What the task asks :: Examine each line of the data, and copy the ones containing "lifetime".

Excerpts from a dataset ::
────────────────────

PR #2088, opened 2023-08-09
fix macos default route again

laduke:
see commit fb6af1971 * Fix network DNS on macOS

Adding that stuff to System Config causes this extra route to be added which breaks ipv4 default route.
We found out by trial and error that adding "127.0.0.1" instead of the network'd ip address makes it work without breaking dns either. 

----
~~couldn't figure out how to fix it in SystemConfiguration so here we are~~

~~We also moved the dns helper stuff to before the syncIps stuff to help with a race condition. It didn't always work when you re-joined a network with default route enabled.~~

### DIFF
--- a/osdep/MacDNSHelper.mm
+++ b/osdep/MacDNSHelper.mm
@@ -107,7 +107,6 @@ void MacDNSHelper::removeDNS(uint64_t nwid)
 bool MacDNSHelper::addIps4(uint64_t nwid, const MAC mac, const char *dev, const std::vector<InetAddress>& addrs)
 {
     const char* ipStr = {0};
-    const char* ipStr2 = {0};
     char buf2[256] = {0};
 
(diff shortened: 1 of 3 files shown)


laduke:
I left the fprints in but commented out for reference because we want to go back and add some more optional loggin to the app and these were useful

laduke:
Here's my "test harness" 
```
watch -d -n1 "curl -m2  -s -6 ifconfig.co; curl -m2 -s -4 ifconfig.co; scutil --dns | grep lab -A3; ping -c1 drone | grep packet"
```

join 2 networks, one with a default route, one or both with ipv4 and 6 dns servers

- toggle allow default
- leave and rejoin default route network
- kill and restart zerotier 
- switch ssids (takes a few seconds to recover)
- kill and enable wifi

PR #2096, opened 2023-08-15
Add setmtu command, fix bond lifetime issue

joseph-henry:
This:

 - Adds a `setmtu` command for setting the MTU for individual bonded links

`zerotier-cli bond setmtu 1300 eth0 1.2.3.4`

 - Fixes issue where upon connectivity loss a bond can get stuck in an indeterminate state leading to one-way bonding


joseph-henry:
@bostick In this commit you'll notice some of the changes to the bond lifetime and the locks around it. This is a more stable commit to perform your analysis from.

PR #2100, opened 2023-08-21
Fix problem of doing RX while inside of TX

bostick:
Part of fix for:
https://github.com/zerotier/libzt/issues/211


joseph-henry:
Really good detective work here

────────────────────

Answer to this exercise ::
Add setmtu command, fix bond lifetime issue
@bostick In this commit you'll notice some of the changes to the bond lifetime and the locks around it. This is a more stable commit to perform your analysis from.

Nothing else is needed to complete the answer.